■ TASK DESCRIPTION: Reproduce all of the entries below exactly, without a single change.

*** DATA SECTION ***

PR #1062, opened 2022-04-06
Bug/skale 5059 limit number of filters per ip

### LINKED ISSUE #1043: Limit number of filters pe IP address
Limit number of filters per IP address to a value settable by schain owner.

┆Issue is synchronized with this [Jira Task](https://skalelabs.atlassian.net/browse/SKALE-5059)

dimalit:


dimalit (commented):
I see 2 drawbacks of such approach:
1) UnDoS protection is coupled with the implementation (of logs/filter functionality). Architecturally more correct is to separate these two.
2) It unnecessarily introduces ("manual") parsing of filter/logs requests through rapidjson (and not through plain libjsonrpccpp as before. This can can introduce new possible bugs (in this new code).
2a) As a side note I should mention that currently rapidjson-related part in SkaleServerOverride is implemented in a very "workaround" way and needs re-architecture. Growing it further with more calls would complicate things.

As a solution, I'd propose to implement this protection as an added layer in SkaleServerOverride class. It already has unddos protection - so this addition looks consistent. It can be implemented through something similar to mod_rewrite of Apache - i.e. scan request with simple regexp or plain c++ code and do appropriate filtering.

PR #1082, opened 2022-04-27
skaled/beta` can be built on Ununtu 22.04

sergiy-skalelabs:
`skaled`/`beta` can be built on **Ununtu 22.04**


sergiy-skalelabs:
wrong source branch

PR #1096, opened 2022-05-17
Bugfix/ticket 1091 fixed sgx url with path usage in stable

sergiy-skalelabs:
Fixed problem causing skaled loosing connectivity with SGX wallet if SGX URL contains path


sergiy-skalelabs:
Wrong source branch

PR #2687, opened 2026-05-19
move identify call to after order is loaded and we have patient id

scottdesilva-photon:
Screenshot 2026-05-19 at 4 15 42 PM
Screenshot 2026-05-19 at 4 15 59 PM

we were grabbing the feature flag BEFORE identifying the user, which meant mixpanel was using a default distinct_id to associate the ff (default is to use device id). This resulted in us having two FF fetches - one with the device id and one with the patient id. We wait until after the order is loaded to identify the user so we can pass along relevant context. I just moved this call to happen BEFORE we attempt to grab the flag.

*** End of DATA SECTION ***

■ ANSWER TO THIS TASK:
PR #1062, opened 2022-04-06
Bug/skale 5059 limit number of filters per ip

### LINKED ISSUE #1043: Limit number of filters pe IP address
Limit number of filters per IP address to a value settable by schain owner.

┆Issue is synchronized with this [Jira Task](https://skalelabs.atlassian.net/browse/SKALE-5059)

dimalit:


dimalit (commented):
I see 2 drawbacks of such approach:
1) UnDoS protection is coupled with the implementation (of logs/filter functionality). Architecturally more correct is to separate these two.
2) It unnecessarily introduces ("manual") parsing of filter/logs requests through rapidjson (and not through plain libjsonrpccpp as before. This can can introduce new possible bugs (in this new code).
2a) As a side note I should mention that currently rapidjson-related part in SkaleServerOverride is implemented in a very "workaround" way and needs re-architecture. Growing it further with more calls would complicate things.

As a solution, I'd propose to implement this protection as an added layer in SkaleServerOverride class. It already has unddos protection - so this addition looks consistent. It can be implemented through something similar to mod_rewrite of Apache - i.e. scan request with simple regexp or plain c++ code and do appropriate filtering.

PR #1082, opened 2022-04-27
skaled/beta` can be built on Ununtu 22.04

sergiy-skalelabs:
`skaled`/`beta` can be built on **Ununtu 22.04**


sergiy-skalelabs:
wrong source branch

PR #1096, opened 2022-05-17
Bugfix/ticket 1091 fixed sgx url with path usage in stable

sergiy-skalelabs:
Fixed problem causing skaled loosing connectivity with SGX wallet if SGX URL contains path


sergiy-skalelabs:
Wrong source branch

PR #2687, opened 2026-05-19
move identify call to after order is loaded and we have patient id

scottdesilva-photon:
Screenshot 2026-05-19 at 4 15 42 PM
Screenshot 2026-05-19 at 4 15 59 PM

we were grabbing the feature flag BEFORE identifying the user, which meant mixpanel was using a default distinct_id to associate the ff (default is to use device id). This resulted in us having two FF fetches - one with the device id and one with the patient id. We wait until after the order is loaded to identify the user so we can pass along relevant context. I just moved this call to happen BEFORE we attempt to grab the flag.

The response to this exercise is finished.